Let $a$ and $d$ be the first term and the common difference of given A.P. By the problem, $\quad\ m u_{m}=n u_{n}$ $\quad\ m(a+(m-1) d)=n(a+(n-1) d)$ $\quad\ m a+\left(m^{2}-n\right) d=n a+\left(n^{2}-n\right) d$ $\quad\ m a-n a+\left(m^{2}-n^{2}-m+n\right) d=0$ $\quad\ (m-n) a+[(m+n)(m-n)-(m-n)] d=0$ $\quad\ (m-n)[a+(m+n-1) d]=0$ $\quad\ $ Since $m \neq n, m-n \neq 0$ $\therefore\ a+(m+n-1) d=0$ $\therefore\ u_{m+n}=0$



18. If $a^{2}+2 b c, b^{2}+2 a c, c^{2}+2 a b$ are in A.P., show that $\dfrac{1}{b-c}$, $\dfrac{1}{c-a}$, $\dfrac{1}{a-b}$ are in A.P.

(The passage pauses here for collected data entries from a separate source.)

PR #7039, opened 2017-12-17
Fix publishing process

### LINKED ISSUE #6174: babel-standalone version number runs behind the actual version number
The version number is inserted into `babel.js` (and `babel.min.js`) as part of the build. If the version is bumped **after** building (like what happens when publishing with Lerna), it will contain the old version number. The new `alpha.20` release is actually `alpha.20`, but it returns `alpha.19` as its version (so `Babel.version` returns `alpha.19`, and the REPL shows alpha.190 as the version number).

I solved that in the standalone babel-standalone repo by bumping the version number before building, but it might be trickier in this case. Suggestions appreciated.

yavorsky:
| Fixed Issues?            | Fixes #6174 
| Major: Breaking Change?  | 🙅
| Minor: New Feature?      | 🙅
| Tests Added + Pass?      | 🙅
| Documentation PR         | 🙅
| Any Dependency Changes?  | 🙅

When we are publishing new packages, we run `BABEL_ENV=production make build-dist` first, and only then `lerna publish`. During `build-dist` process we creating standalone bundles, it takes version from babel-core, which wasn’t actually updated yet, because it will be updated during `lerna publish` on the next step.

Proposed solution runs `lerna publish` 2 times: firstly - before `build-dist` with `--skip-npm --skip-git --skip-temp-tag` arguments, so we just overriding versions for all packages.
For the second run, we ignore step where we select the version and just take it from the `lerna.json`, which was updated during the first `lerna publish`, so it just publishes the new version and creates git commit.

cc @Daniel15

### DIFF
--- a/Makefile
+++ b/Makefile
@@ -126,7 +126,7 @@ publish:
 	make test
 	# not using lerna independent mode atm, so only update packages that have changed since we use ^
 	# --only-explicit-updates
-	./node_modules/.bin/lerna publish --force-publish=* --exact --skip-temp-tag --yes --repo-version $(cat lerna.json | jq '.version' | tr '"' ' ')
+	../node_modules/.bin/lerna publish --force-publish=* --exact --skip-temp-tag --yes --repo-version node -p "require('../lerna.json').version"
 	make clean
 
 bootstrap:
--- a/Makefile
+++ b/Makefile
@@ -121,12 +121,11 @@ publish:
 	make clean-lib
 	rm -rf packages/babel-runtime/helpers
 	rm -rf packages/babel-runtime/core-js
-	./node_modules/.bin/lerna publish --skip-npm --skip-git --skip-temp-tag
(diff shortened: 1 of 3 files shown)


Daniel15:
This seems reasonable to me. It would be  good if Lerna had better support for this, since it'll come up for any project that uses Lerna + embeds the version number in the resulting bundle.

loganfsmyth:
One alternative is that we use a `prepublish` or `version` script to build the bundles after the version has been updated in the package. I'm probably most in favor of that because it also means that we could make the day-to-day development steps use the normal non-bundled files.

yavorsky:
I've added `version` script to the babel-standalone and babel-preset-env standalone, because prepublish runs on every `lerna bootstrap` before any builds.
I've tested it with my pet-project, but still needs a review.

xtuc:
Do you still need this or could we close it?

$a^{2}+2 b c, b^{2}+2 a c, c^{2}+2 a b$ are in A.P. $\therefore\ b^{2}+2 a c-a^{2}-2 b c=c^{2}+2 a b-b^{2}-2 a c$ $\quad\ b^{2}-a^{2}+a c(a-b)=c^{2}-b^{2}+2 a(b-c)$ $\quad\ (b-a)(b+a)-2 c(b-a)=(c-b)(c+b)-2 a(c-b)$ $\quad\ (b-a)(b+a-2 c)=(c-b)(c+b-2 a)$ $\quad\ -(a-b)(a+b-2 c)=-(b-c)(b+c-2 a)$ $\quad\ (a-b)(2 c-a-b)=(b-c)(2 a-b-c)$ $\quad\ (a-b)[(c-a)+(c-b)]=(b-c)[(a-b)+(a-c)]$ $\quad\ (a-b)[(c-a)-(b-c)]=(b-c)[(a-b)-(c-a)]$ $\quad\ (a-b)(c-a)-(a-b)(b-c)=(b-c)(a-b)-(b-c)(c-a)$ Dividing both sides with $(a-b)(b-c)(c-a)$, $\quad\ \dfrac{1}{b-c}-\dfrac{1}{c-a}=\dfrac{1}{c-a}-\dfrac{1}{a-b}$ $\quad\ \dfrac{1}{c-a}-\dfrac{1}{b-c}=\dfrac{1}{a-b}-\dfrac{1}{c-a}$ $\therefore\ \dfrac{1}{b-c}, \dfrac{1}{c-a}, \dfrac{1}{a-b}$ are in A.P.